“Hei! Lihat!” Allen celingukan memandang penuh tanda tanya pada jalan tak jauh di depan mereka. Keduanya berlari kecil menuju kerumunan besar di tempat parkir sebuah gedung. Ada api berkobar di banyak tempat. Aspalnya retak di sana sini. Kaca depan gedung yang ternyata sebuah hotel itu berhamburan di mana-mana.
“Ada apa?” tanya Rogan kepada seorang karyawati di dekatnya. Gadis itu pucat pasi, kelihatan saja dari pemerah pipinya yang memudar. Ia seperti ingin mengungkapkan suatu rasa prihatin yang mendalam.
“Siang tadi ada bom meledak disini. Ah! Masa kau tidak tahu! Tapi aku takut sekali kalau ada bom berikutnya. Untunglah polisi bilang lokasinya sudah aman,” jelasnya tak beraturan.
“Lalu..., ada korban?”
“Kau ini! Tentu saja ada korban! Gedung ini hotel berbintang, Bung! Lebih dari dua ratus orang luka-luka dan yang tewas juga tidak satu atau dua. Banyak diantara mereka adalah anak-anak,” ujarnya tampak emosi.
“Kalau saja kita tahu siapa biadab yang melakukannya.”
Allen tidak berminat ikut campur pembicaraan mereka. Ia menyusup ke sela-sela kerumunan dan melihat sendiri sejumlah ambulans yang sedang mengemasi korban-korban yang menjerit kesakitan.

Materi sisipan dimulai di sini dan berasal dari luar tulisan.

PR #1340, opened 2016-07-21
ENH: Change daily mode to use last minute of session instead of session label

jbredeche:
Before this change, when a simulation runs with `data_frequency="daily"`, the algorithm's clock would emit session labels (midnight utc).  In other words, if the algorithm ever used `TradingAlgorithm.get_datetime()`, it would be midnight UTC.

Sebagian besar kulit mereka sudah melepuh mengelupas. Bahkan, mereka kehilangan wajahnya. Allen juga melihat hamparan kantong yang berisi mayat anak-anak. Di sepanjang perparkiran beradu raungan sirine ambulans, mobil polisi, pemadam kebakaran, dan tangis orang-Orang. Belum lagi pengapnya asap yang mengepul di udara.
Rogan menarik Allen untuk menjauh. Mereka menepi di sebuah phone box.
“Mau menelepon siapa?" tanya Allen.
“Diam di sana!” Rogan memencet nomornya dengan cepat.
“Galih?”
“Ya, aku di sini,” sahut suara di seberang.
“Apa-apaan kau ini? Sudah kubilang P itu bagianku! Dan waktunya juga bukan sekarang.”